A Russian reporter faces 24 years in prison for revealing a $2 billion arms deal between Moscow and Cairo

Ivan Safronov could be handed record sentence after being tried on secret evidence behind closed doors

Ivan Safronov (C), detained on suspicion of treason, is escorted ahead of a hearing at Moscow’s Lefortovsky District Court, 7 July 2020, Valery SharifulinTASS via Getty Images

The verdict on whether a Russian journalist will receive a 24-year prison sentence for high treason will be delivered by a court today, MEM reports.

Ivan Safronov was arrested in July 2020 and has been held in pretrial detention since then accused of passing on state secrets to German and Czech intelligence between 2015 and 2017.

At the end of August, a government prosecutor argued that following his release, Safronov should be sentenced to two years of restricted freedom and fined over $8,000.

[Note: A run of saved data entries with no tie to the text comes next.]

PR #5053, opened 2022-07-17
remove moment recur as a dependency

TheTrio:
This is WIP


ragesoss:
Were the course_date_utils tests useful?

app/assets/javascripts/components/common/date_picker.jsx
```diff
@@ -92,7 +92,7 @@ const DatePicker = createReactClass({
    * @return {String} formatted date
    */
   getFormattedDateTime() {
-    return CourseDateUtils.formattedDateTime(this.getDate(), this.props.showTime);
+    return CourseDateUtils.formattedDateTime(this.getDate().toDate(), this.props.showTime);
```
ragesoss, line 95: Why is this done here instead of within `getDate()`?

app/assets/javascripts/utils/course_date_utils.js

A former military correspondent for Kommersant and Verdomosti, a Russian business daily, Safronov turned down an offer by a prosecutor who asked him to plead guilty in exchange for a shorter sentence of 12 years.

Analysts say there is little evidence against him, and his defence team say the accusations against him are related to his work as a reporter and that he was targeted for revealing plans for a $2 billion arms deal to Egypt.

According to the independent investigative website Proekt Media, the classified information Safronov is accused of passing on to Western intelligence is already publicly available online.

The Committee to Protect Journalists (CPJ) has called the Russian prosecutor’s request to jail Safronov for 24 years “shocking, even by the low standards already set up by the country’s government.”

The CPJ has called on authorities to drop all charges against the journalist and immediately release him.

Since the Russian invasion of Ukraine in February, press freedom in Russia has deteriorated, with journalists being charged with extortion in an apparent retaliation for their work investigating business and political issues, according to the CPJ.

Since President Abdel Fattah Al-Sisi’s rise to power in Egypt, human rights groups have slammed the number of countries scrambling to strike arms sales with Cairo.

Egypt is one of the most repressive regimes in the world, with around 60,000 political prisoners who are systematically tortured and denied medical care.